觀之今日,此風非但未絕,反而借時代之土壤,滋蔓出更為繁復的形態(tài)。政界中,昔日令某以“老鄉(xiāng)”為紐帶,構筑“俱樂部”式山頭,便是權力圈層的現(xiàn)代翻版。文藝領域,某小品大王之起落沉浮,背后亦可見特定圈層人脈與資源的助推與消散。至于那更龐大的“飯圈文化”,在資本與流量的合謀下,早已將青少年對偶像的樸素情感,馴化為數(shù)據打投、控評引戰(zhàn)的狂熱行為。而文壇藝苑,亦非凈土。圍繞著賈某某、莫某等諸多名家的所謂“圈子”,儼然成了“水潑不進,針插不進”的獨立王國。它們往往占據要津,把持刊物、獎項、評議會等公共資源,行“內部循環(huán)”之實。圈內人互相吹捧,利益均沾;圈外人則難窺門徑,嘔心瀝血之作或恐因“非我族類”而明珠投暗。這哪里是文藝的百花齊放?分明是借文化之名,行壟斷之實,結出的只能是“驢唇不對馬嘴的四不像的有毒的瓜”,是典型的文化腐敗與文藝墮落,與社會主義核心價值觀所倡導的公正、法治、誠信、友善全然相悖。

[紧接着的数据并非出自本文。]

PR #1013, opened 2022-07-29
[EasyTest] Add MessengerAssertionsTrait

alexndlm:
| Q             | A
| ------------- | ---
| Bug fix?      | no
| New feature?  | yes
| BC breaks?    | no
| Deprecations? | no
| Tests pass?   | yes

Add MessengerAssertionsTrait

### DIFF
--- a/packages/EasyTest/src/Trait/Messenger/MessengerAssertionsTrait.php
+++ b/packages/EasyTest/src/Trait/Messenger/MessengerAssertionsTrait.php
@@ -158,7 +158,7 @@ trait MessengerAssertionsTrait
     public static function getMessagesSentToTransport(string $transportName, ?string $messageClass = null): array
     {
         /** @var \Symfony\Component\Messenger\Transport\InMemoryTransport $transport */
-        $transport = KernelTestCase::getContainer()->get("messenger.transport.$transportName");
+        $transport = KernelTestCase::getContainer()->get("messenger.transport.${transportName}");
 
         $messages = [];
         foreach ($transport->getSent() as $envelope) {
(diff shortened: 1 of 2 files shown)


packages/EasyTest/src/Trait/Messenger/MessengerAssertionsTrait.php
```diff
@@ -0,0 +1,211 @@
+<?php
+
+declare(strict_types=1);
+
+namespace EonX\EasyTest\Trait\Messenger;
```
akl-95, line 5: Please fix to `Traits` to be consistent.

akl-95, line 5: Do you think we need `Messenger` level right now? It seems excessive to me for now.

akl-95 (changes requested):

packages/EasyTest/src/Trait/Messenger/MessengerAssertionsTrait.php
alexndlm: Fixed

alexndlm: Exactly, I agree. Refactored.

akl-95 (approved):

packages/EasyTest/src/Traits/MessengerAssertionsTrait.php
```diff
@@ -0,0 +1,211 @@
...
+                return true;
+            }
+        );
+
+        Assert::assertCount($messagesCount ?? 1, $envelopes);
+    }
+
+    public static function consumeAsyncMessages(): void
+    {
+        self::runMessengerWorker('async', 'default');
```
roman-eonx, line 119: Let's extract all the magic strings into constants.

roman-eonx (changes requested):

packages/EasyTest/src/Traits/MessengerAssertionsTrait.php
alexndlm: For this, we need to add an interface or some abstract class for tests.
I think it will be overcomplicated for this case.

WDYT?

roman-eonx: No need for an interface, just add constants to this trait. Simply to not repeat these values through the trait code.

alexndlm: I meant that this is a trait.

We can add static properties, but this also does not look good.

roman-eonx: Indeed, I forgot about the inability to add constants to a trait. Ok, let's keep it as is.

roman-eonx (approved):

natepage (approved):

PR #1023, opened 2022-08-17
[EasyUtils] Added credit card number validation

zeromodule:
| Q             | A
| ------------- | ---
| Bug fix?      | no
| New feature?  | yes 
| BC breaks?    | no     
| Deprecations? | no 
| Tests pass?   | yes    

Added credit card number validation to `CreditCardNumberStringSanitizer` to prevent from sanitizing strings that look like credit card number, but they are not really.

The logic (and card types support) of `CreditCardNumberValidator` is the same as https://symfony.com/doc/current/reference/constraints/CardScheme.html


packages/EasyUtils/src/CreditCard/CreditCardNumberValidator.php
```diff
@@ -0,0 +1,159 @@
+<?php
+
+declare(strict_types=1);
+
+namespace EonX\EasyUtils\CreditCard;
+
+final class CreditCardNumberValidator
```
akl-95, line 7: Why did you decide to not use the external package?

zeromodule: Because code of this library was too bad and incompatible with PHP 8. 
Considering this and that code size is not very big, I decided to clean it, adopt it and not to require external library.

packages/EasyUtils/src/CreditCard/CreditCardNumberValidator.php
```diff
@@ -0,0 +1,159 @@
...
+            'pattern' => '/^35/',
+            'length' => [16],
+            'luhn' => true,
+        ],
+    ];
+
+    public function isCreditCardNumberValid(string $number): bool
+    {
+        // Strip non-numeric characters
+        $number = preg_replace('/\D/', '', $number);
```
alexandrtspl, line 84: If validator removes non-numeric character inside $number, card number like: '5019 5555**DD** 4444 5555' will be correct. Is it ok?

zeromodule: @alexandrtspl good point. I don't think it's ok. 
I guess we should strip spaces, dashes, dots and slashes. WDYT?

alexandrtspl: I agree. By may be spaces and dashes will be anough. But it's not important (dots and slashes).

packages/EasyUtils/src/SensitiveData/StringSanitizers/CreditCardNumberStringSanitizer.php
```diff
@@ -17,8 +19,14 @@ public function sanitizeString(string $string, string $maskPattern, array $keysT
             return $string;
         }
 
+        $creditCardNumberValidator = new CreditCardNumberValidator();
```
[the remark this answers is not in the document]
zeromodule: We can, but it'll break the code in https://github.com/eonx-com/easy-monorepo/blob/master/packages/EasyUtils/src/Bridge/Laravel/EasyUtilsServiceProvider.php#L79 because currently all sanitizers have same constructor. 

Thinking about the best way to solve this. WDYT?

packages/EasyUtils/src/CreditCard/CreditCardNumberValidator.php
zeromodule: @alexandrtspl there is test case https://github.com/eonx-com/easy-monorepo/blob/master/packages/EasyUtils/tests/AbstractSensitiveDataSanitizerTestCase.php where dots and slashes are also checked, so I should say it's better to cut them out too.

natepage:
@akl-95 @alexandrtspl Do you guys need anything on this to get it done? Because I like the idea and would love to see it released

akl-95:
> @akl-95 @alexandrtspl Do you guys need anything on this to get it done? Because I like the idea and would love to see it released

@natepage free time only. We're going to finish it.

packages/EasyUtils/src/SensitiveData/StringSanitizers/CreditCardNumberStringSanitizer.php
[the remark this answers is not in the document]
zeromodule: done

packages/EasyUtils/src/Bridge/Laravel/EasyUtilsServiceProvider.php
```diff
@@ -22,12 +24,7 @@
 
 final class EasyUtilsServiceProvider extends ServiceProvider
 {
-    private const DEFAULT_STRING_SANITIZERS = [
-        AuthorizationStringSanitizer::class,
-        CreditCardNumberStringSanitizer::class,
-        JsonStringSanitizer::class,
-        UrlStringSanitizer::class,
-    ];
+    private const STRING_SANITIZER_DEFAULT_PRIORITY = 1000;
```
akl-95, line 27: There was `10000` value passed, please fix.

packages/EasyUtils/src/CreditCard/CreditCardNumberValidator.php
```diff
@@ -0,0 +1,148 @@
...
```
akl-95, line 73: Please fix `preg_replace` -> `\preg_replace`. The same goes for other built-in functions usage in this PR.

packages/EasyUtils/src/CreditCard/CreditCardNumberValidator.php
```diff
@@ -0,0 +1,148 @@
+<?php
+
+declare(strict_types=1);
+
+namespace EonX\EasyUtils\CreditCard;
+
+final class CreditCardNumberValidator implements CreditCardNumberValidatorInterface
```
akl-95, line 7: Please add a link to the source of this code in the PR description. Just for other reviewers.

akl-95 (changes requested):

packages/EasyUtils/src/Bridge/Laravel/EasyUtilsServiceProvider.php
zeromodule: Fixed

packages/EasyUtils/src/CreditCard/CreditCardNumberValidator.php
zeromodule: Fixed

packages/EasyUtils/src/CreditCard/CreditCardNumberValidator.php
zeromodule: Done

akl-95 (dismissed):

packages/EasyUtils/src/CreditCard/CreditCardNumberValidatorInterface.php
```diff
@@ -0,0 +1,10 @@
+<?php
+
+declare(strict_types=1);
+
+namespace EonX\EasyUtils\CreditCard;
+
+interface CreditCardNumberValidatorInterface
```
alexndlm, line 7: @zeromodule, why we can't use https://symfony.com/doc/current/reference/constraints/CardScheme.html?

alexndlm (changes requested):

packages/EasyUtils/src/CreditCard/CreditCardNumberValidatorInterface.php
zeromodule: As I understand, we can't just inject Symfony's `ValidatorInterface` to `CreditCardNumberStringSanitizer` because the code should be cross-platform and work identically in Symfony and Laravel.

alexndlm (approved):

packages/EasyUtils/src/CreditCard/CreditCardNumberValidatorInterface.php
alexndlm: Got it, thanks.

It is a little dirty solution, but I can't imagine a better one. 😂

alexandrtspl (approved):

packages/EasyUtils/src/CreditCard/CreditCardNumberValidatorInterface.php
roman-eonx: @zeromodule just in case, please verify that your solution works completely identically to Symfony's `CardSchemeValidator`. This is important not to let some specific card numbers be passed to logs.

roman-eonx (dismissed):

akl-95 (approved):

alexndlm (approved):

roman-eonx (approved):

natepage (approved):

此等“圈層文化”之危害,可謂深矣巨矣。于國家社會而言,它割裂整體,制造無形壁壘,阻礙人才的健康流動與思想的自由碰撞,使公平正義的天平失衡。于文化自身而言,它扼殺真正的創(chuàng)造力,使文藝批評失聲,讓藝術標準讓位于“圈內”喜好,最終導致文化的僵化與庸俗化。歐陽修當年作《朋黨論》,力辯“君子有黨”乃為公義,然在絕對的權力與復雜的現(xiàn)實面前,其辯亦顯蒼白。歷史一再證明,無論初始動機如何純潔,一旦形成固化的利益圈層,其“公心”極易被“私利”侵蝕,終至尾大不掉,反噬肌體。

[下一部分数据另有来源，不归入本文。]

PR #1028, opened 2022-08-31
[EasyActivity] ActivityLogEntryMessage does not implement WithLockDataInterface

mvlad:
| Q             | A
| ------------- | ---
| Bug fix?      | yes
| New feature?  | no
| BC breaks?    | no
| Deprecations? | no
| Tests pass?   | yes

### DIFF
--- a/packages/EasyActivity/src/Bridge/Symfony/Messenger/ActivityLogEntryMessage.php
+++ b/packages/EasyActivity/src/Bridge/Symfony/Messenger/ActivityLogEntryMessage.php
@@ -5,9 +5,16 @@ declare(strict_types=1);
 namespace EonX\EasyActivity\Bridge\Symfony\Messenger;
 
 use EonX\EasyActivity\ActivityLogEntry;
+use EonX\EasyLock\Interfaces\LockDataInterface;
+use EonX\EasyLock\Interfaces\WithLockDataInterface;
+use EonX\EasyLock\LockData;
 
-final class ActivityLogEntryMessage
+final class ActivityLogEntryMessage implements WithLockDataInterface
 {
+    private const LOCK_RESOURCE = 'activity_log_%s_%s';
+
+    private const LOCK_TTL_SEC = 3600.0;
+
     /**
      * @var \EonX\EasyActivity\ActivityLogEntry
      */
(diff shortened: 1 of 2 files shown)


roman-eonx (approved):

itorgov (approved):

packages/EasyActivity/src/Bridge/Symfony/Messenger/ActivityLogEntryMessage.php
```diff
@@ -5,9 +5,16 @@
 namespace EonX\EasyActivity\Bridge\Symfony\Messenger;
 
 use EonX\EasyActivity\ActivityLogEntry;
+use EonX\EasyLock\Interfaces\LockDataInterface;
+use EonX\EasyLock\Interfaces\WithLockDataInterface;
+use EonX\EasyLock\LockData;
 
-final class ActivityLogEntryMessage
+final class ActivityLogEntryMessage implements WithLockDataInterface
```
natepage, line 12: will that fail if EasyLock isn't installed?

natepage (changes requested):

packages/EasyActivity/src/Bridge/Symfony/Messenger/ActivityLogEntryMessage.php
mvlad: Yes, the following error occurs without EasyLock:
```
Error: Interface "EonX\EasyLock\Interfaces\WithLockDataInterface" not found
```
https://github.com/eonx-com/easy-monorepo/runs/8109257071?check_suite_focus=true#step:7:17.

roman-eonx: @natepage we suggest installing this package in `composer.json`, similar to `symfony/messenger`. A project can use the package without async logic or with its own implementation,

natepage: @roman-eonx so this message isn't triggered by default? do we have like a config option to enable async?

roman-eonx: @natepage `\EonX\EasyActivity\Bridge\Symfony\Messenger\AsyncDispatcher` is the default implementation of `\EonX\EasyActivity\Interfaces\AsyncDispatcherInterface`. And `\EonX\EasyActivity\Logger\AsyncActivityLogger` is the default implementation of `\EonX\EasyActivity\Interfaces\ActivityLoggerInterface`. Both are set in the Symfony bridge config. So, this is the default configuration for a Symfony project. But a project can implement its own dispatcher without Messenger or without locking. Or even use synchronous dispatching.

natepage: ok thank you for the explanation

natepage (approved):

PR #1034, opened 2022-09-07
[EasySwoole] `StreamedResponse` not streaming

mvlad:
EasySwoole surrounds `Application::handle` with output buffering to support `echo`, `var_dump`, etc.
As a result `StreamedResponse` doesn't work as expected. Instead of sending a content to the client, this content is buffered and `Allowed memory size of 268435456 bytes exhausted` occurs for big responses. 

This PR removes output buffering. `echo`/`var_dump` will be available in the docker container's stdout.
As we don't use `echo`/`var_dump` for normal responses, changes should not lead to BC breaks.

| Q             | A
| ------------- | ---
| Bug fix?      | yes
| New feature?  | no
| BC breaks?    | no
| Deprecations? | no
| Tests pass?   | yes

### DIFF
--- a/packages/EasySwoole/src/Helpers/HttpFoundationHelper.php
+++ b/packages/EasySwoole/src/Helpers/HttpFoundationHelper.php
@@ -52,8 +52,7 @@ final class HttpFoundationHelper
     public static function reflectHttpFoundationResponse(
         HttpFoundationResponse $hfResponse,
         Response $response,
-        int $chunkSize,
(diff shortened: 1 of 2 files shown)


roman-eonx (approved):

egor-dev (approved):

roman-eonx (approved):

mvlad:
The issue was in https://github.com/symfony/symfony/pull/45476. It's enough to upgrade Symfony.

然則,何以解構,何以避免?首要之務,在于“破壁”。黨和國家堅決取締“圈子文化”、“飯圈文化”,正是以雷霆手段,擊碎權力與資本構筑的圈層壁壘,此乃關鍵一步。對于文化藝術界而言,亦需一場深刻的“清潔整治”。這并非要扼殺正常的學術交流與流派傳承,而是要打破那種以人身依附、利益交換為核心的山頭主義。必須強化制度籠子,確保文化資源的分配、獎項的評審、作品的發(fā)表,能在陽光下運行,由作品本身的質量說話,而非由“圈內”“圈外”的身份決定。大力倡導開放、包容、基于理性與專業(yè)的批評風氣,讓不同觀點、不同風格能在公平的平臺上競爭、交融。

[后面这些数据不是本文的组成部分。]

PR #1035, opened 2022-09-07
[EasyCore] Added support for multiple classes to AbstractInputDataTransformer

zeromodule:
| Q             | A
| ------------- | ---
| Bug fix?      | no
| New feature?  | yes 
| BC breaks?    | no     
| Deprecations? | no 
| Tests pass?   | yes    

Added support for multiple classes to AbstractInputDataTransformer to cover some specific cases when we have to use one InputDataTransformer for several API resources with a common ancestor or for several DTO classes.

### DIFF
--- a/packages/EasyCore/src/Bridge/Symfony/ApiPlatform/DataTransformer/AbstractInputDataTransformer.php
+++ b/packages/EasyCore/src/Bridge/Symfony/ApiPlatform/DataTransformer/AbstractInputDataTransformer.php
@@ -66,8 +66,14 @@ abstract class AbstractInputDataTransformer implements DataTransformerInterface
      */
     abstract protected function doTransform(object $object, ?array $context = null): object;
 
+    /**
+     * @return string[]|string
+     */
     abstract protected function getApiResourceClass(): array|string;
 
+    /**
+     * @return string[]|string
+     */
     abstract protected function getInputClass(): array|string;
 
     protected function isValidationNeeded(): bool
--- a/packages/EasyCore/src/Bridge/Symfony/ApiPlatform/DataTransformer/AbstractInputDataTransformer.php
+++ b/packages/EasyCore/src/Bridge/Symfony/ApiPlatform/DataTransformer/AbstractInputDataTransformer.php
@@ -29,13 +29,23 @@ abstract class AbstractInputDataTransformer implements DataTransformerInterface
     public function supportsTransformation(mixed $data, string $to, ?array $context = null): bool
     {
         $apiResourceClass = $this->getApiResourceClass();
-
-        if ($data instanceof $apiResourceClass) {
-            return false;
+        if (is_string($apiResourceClass)) {
+            $apiResourceClass = [$apiResourceClass];
         }
 
-        return is_a($to, $apiResourceClass, true) &&
-            is_a($context['input']['class'] ?? null, $this->getInputClass(), true);
+        foreach ($apiResourceClass as $class) {
+            if ($data instanceof $class) {
+                return false;
+            }
+        }
+
+        $inputClass = $this->getInputClass();
+        if (is_string($inputClass)) {
+            $inputClass = [$inputClass];
+        }
+
+        return in_array($to, $apiResourceClass, true) &&
+            in_array($context['input']['class'] ?? null, $inputClass, true);
     }
 
     /**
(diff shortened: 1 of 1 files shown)


packages/EasyCore/src/Bridge/Symfony/ApiPlatform/DataTransformer/AbstractInputDataTransformer.php
```diff
@@ -34,7 +34,8 @@ public function supportsTransformation(mixed $data, string $to, ?array $context
             return false;
         }
 
-        return $to === $apiResourceClass && ($context['input']['class'] ?? null) === $this->getInputClass();
+        return is_a($to, $apiResourceClass, true) === true &&
```
alexndlm, line 37: Let's remove ` === true `

alexndlm (changes requested):

packages/EasyCore/src/Bridge/Symfony/ApiPlatform/DataTransformer/AbstractInputDataTransformer.php
zeromodule: fixed

alexndlm: Thanks

alexndlm (approved):

packages/EasyCore/src/Bridge/Symfony/ApiPlatform/DataTransformer/AbstractInputDataTransformer.php
```diff
@@ -29,12 +29,23 @@ public function setValidator(ValidatorInterface $validator): self
     public function supportsTransformation(mixed $data, string $to, ?array $context = null): bool
     {
         $apiResourceClass = $this->getApiResourceClass();
```
akl-95, line 31: Can we rename `getApiResourceClass` -> `getApiResourceClasses` and always iterate over array?

packages/EasyCore/src/Bridge/Symfony/ApiPlatform/DataTransformer/AbstractInputDataTransformer.php
```diff
@@ -29,12 +29,23 @@ public function setValidator(ValidatorInterface $validator): self
...
+
+        foreach ($apiResourceClass as $class) {
+            if ($data instanceof $class) {
+                return false;
+            }
+        }
 
-        if ($data instanceof $apiResourceClass) {
-            return false;
+        $inputClass = $this->getInputClass();
```
akl-95, line 42: The same goes here. Can we make `getInputClass` -> `getInputClasses`?

akl-95 (changes requested):

packages/EasyCore/src/Bridge/Symfony/ApiPlatform/DataTransformer/AbstractInputDataTransformer.php
zeromodule: In this way we can break BC with the other projects code which is using old method name.

zeromodule: And for the same reason we can't always iterate over array because some code can currently return string in the implementation.

akl-95: Yeah, I see. The we shouldn't proceed with this solution, it has confusing contract.

ERuban: My opinion that nothing bad in such small BC break here, so we can rename and expect that this method always returns an array of classes.
The main thing is not to forget to add a BC break description to PR then.

packages/EasyCore/src/Bridge/Symfony/ApiPlatform/DataTransformer/AbstractInputDataTransformer.php
```diff
@@ -29,12 +29,23 @@ public function setValidator(ValidatorInterface $validator): self
...
+        if (is_string($inputClass)) {
+            $inputClass = [$inputClass];
         }
 
-        return $to === $apiResourceClass && ($context['input']['class'] ?? null) === $this->getInputClass();
+        return in_array($to, $apiResourceClass, true) &&
+            in_array($context['input']['class'] ?? null, $inputClass, true);
```
ERuban, line 48: `$context['input']['class'] ?? ''` looks better, imo

ERuban (changes requested):

alexndlm:
DataTranformer concept was removed in the API Platform 3.

PR #1051, opened 2022-10-11
[EasyDoctrine] Fix typehint in EntityEventSubscriber

BOB41K1987:
Fix typehint in EntityEventSubscriber

| Q             | A
| ------------- | ---
| Bug fix?      | yes
| New feature?  | no
| BC breaks?    | no
| Deprecations? | no
| Tests pass?   | yes
| Fixed tickets | #...   

In case the deferred dispatcher entity has a `OneToMany` `\Doctrine\Common\Collections\Collection` field and `cascade: ['persist']`, the argument can be `\Doctrine\ORM\PersistentCollection`.

### DIFF
--- a/packages/EasyDoctrine/src/Subscribers/EntityEventSubscriber.php
+++ b/packages/EasyDoctrine/src/Subscribers/EntityEventSubscriber.php
@@ -8,6 +8,7 @@ use DateTimeInterface;
 use Doctrine\ORM\Event\OnFlushEventArgs;
 use Doctrine\ORM\Event\PostFlushEventArgs;
 use Doctrine\ORM\Events;
+use Doctrine\ORM\PersistentCollection;
 use EonX\EasyDoctrine\Dispatchers\DeferredEntityEventDispatcherInterface;
 use EonX\EasyDoctrine\Interfaces\EntityEventSubscriberInterface;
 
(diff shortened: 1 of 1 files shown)


egor-dev (approved):

roman-eonx (approved):

packages/EasyDoctrine/src/Subscribers/EntityEventSubscriber.php
```diff
@@ -117,7 +118,7 @@ private function filterEntities(array $entities): array
      */
     private function getClearedChangeSet(array $changeSet): array
     {
-        return \array_filter($changeSet, static function (array $changeSetItem) {
+        return \array_filter($changeSet, static function (array|PersistentCollection $changeSetItem) {
```
natepage, line 121: Ok we change the typehint but don't we need to change the logic of the function based on the type given?

natepage (changes requested):

packages/EasyDoctrine/src/Subscribers/EntityEventSubscriber.php
BOB41K1987: Nope, as this function is only needed to filter unchanged `DateTimeInterface`

natepage: ok then I trust you

natepage (approved):

PR #1057, opened 2022-10-25
Add shared PhpStorm settings

alexndlm:
| Q             | A
| ------------- | ---
| Bug fix?      | no
| New feature?  | no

昔孔子言“君子和而不同”,此語或可為今日之鑒。健康的文藝生態(tài),當是“和”而多元的百花園,而非“同”而排他的小籬笆。讓我們共同努力,驅散這“圈層”的迷霧,方能迎來一個風清氣正、活力迸發(fā)的文化春天,讓真正的才華如繁星般在廣闊的夜空中自在閃耀,而非拘囿于一個個逼仄的燈籠之內。